!BuddyCast4

Status: initial design

!BuddyCast4 improves the ability for keyword search by spreading more information about recent downloads. Buddycast3 spreads mere the SHA1 hash of the most recent 25 downloaded torrents. !BuddyCast4 augments this information with the search keywords used to discover this torrent, the ranking which the torrent had in the search results, and the full torrentname of the conducted download. With !BuddyCast4 the Tribler Megacache can be bootstrapped more quickly due to the spreading of torrentname and the sophistication of searching is boosted due to the availability of {search keywords, search result rank, selected torrent SHA1}

!BuddyCast4 improves the distribution of swarm popularity data by including recently checked torrent swarm sizes in a message.

!BuddyCast4 also enables each peer to build a table of surrounding peers that are special, such as in terms of taste similarity, Internet distance, upload capacity, bandwidth altruism, social distance, experience (age), or reliability. We believe that !BuddyCast4 represents the state-of-the-art in operational epidemic or gossip protocols.

To efficiently distribute peer information we transmit very extensive peer records and store them at each peer. By building a web-of-trust we estimate the truthfulness of each peer and use this to build a local view of peer characteristics. Note that this local view does not need to be accurate or reliable, as long as the majority is honest we converge. As we transmit an extensive peer record we only transfer this information once to a peer.

Previous BuddyCast implementations where extended by BarterCast, Moderation, and SocioCast. However, these where single-purpose ad-hoc extensions. Adding more extensions in this fashion is not feasible. With !BuddyCast4 we move towards a generic distributed database architecture with epidemic style synchronization. !BuddyCast4 can be further extended with more information and complexity.

Design principles

!BuddyCast4 is designed to balance complexity, state, and security.

An important design decision is how we deal with peers that are not connectable. Do we gossip information about peers which cannot be validated? For security reasons this should not be possible or do we allow the usage of friends as proxies?

Due to the extend of the information we require binairy encoding. Thus fixed order of fields and efficient (B)encoding.

Protocol

A !BuddyCast4 message contains of information on 16 peers. Those peers are selected from the peer cache on the basis of their properties in terms of taste similarity, latency, etc. Only the top peers for a given property are included, for instance, the top most similar peers and the peers with the smallest Internet distance. The following list shows the complete breakdown for all peers.

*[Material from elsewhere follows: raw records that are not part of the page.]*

PR #264, opened 2023-11-13
fix: enable rootfs propagation for stargz-snapshotter

smira:
See https://github.com/siderolabs/talos/pull/7953


frezbo (approved):

frezbo:
https://github.com/siderolabs/extensions/blob/main/container-runtime/stargz-snapshotter/manifest.yaml#L10 this needs updation, to use 1.6.0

ToDo: what is the overhead for the establishment of an overlay connection? This determines the optimal exchange per connection (roughly 1 KByte or 4 KByte)

Top peers Amount
Taste similarity 5
Bartered bytes 5
Social network distance2
Internet distance1
Max upload speed 1
Moderator 1
Random peers 1
Total 16 Peers

For each of those 16 special peers we include the following information in a !BuddyCast4 message.

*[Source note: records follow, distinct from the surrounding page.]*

PR #265, opened 2023-11-13
fix: iscsi-tools install `prefix`

frezbo:
Fixes the `iscsi-tools` install prefix to be `/usr/local`. This broke when moving from `make` to `meson`.

### DIFF
--- a/storage/iscsi-tools/iscsid.yaml
+++ b/storage/iscsi-tools/iscsid.yaml
@@ -61,6 +61,13 @@ container:
       options:
         - bind
         - ro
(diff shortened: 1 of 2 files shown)


storage/iscsi-tools/iscsid.yaml
```diff
@@ -61,6 +61,13 @@ container:
       options:
         - bind
         - ro
+    - source: /var/lib/iscsi
```
frezbo, line 64: previously it used `/etc/iscsi` which was a mount

smira (approved):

Field Size in Bytes Remarks
PermID 82
IP address 4
Port number 2
Connectable (boolean) 1
Similarity 2
Last seen (seconds ago)2
Internet distance (ms)2 Measured at the application layer
Max speed from peer (Kbps)2 Use measurements period of several seconds
Total from this peer (KBytes) 4 Zero if have not obtained any bytes from this peers
Total towards peer (KBytes) 4 Zero if have send any bytes to this peers
Social network distance (hops)1 Zero if there is no indirect relation through friends, foaf
Max_flow (KBytes) 2
Total 120+ Bytes

In order not to transfer information multiple times we maintain a database of what information has been sent to which peer. Timestamps are used to keep track of the last timepoint of synchronization with each peer. The delta since each timepoint is stored in the database and can be send to a peer.

After we contact a peer for the first time we send topmost similar peer 1 & 2. In the next Buddycast interval we include most similar peer 3 & 4, etc.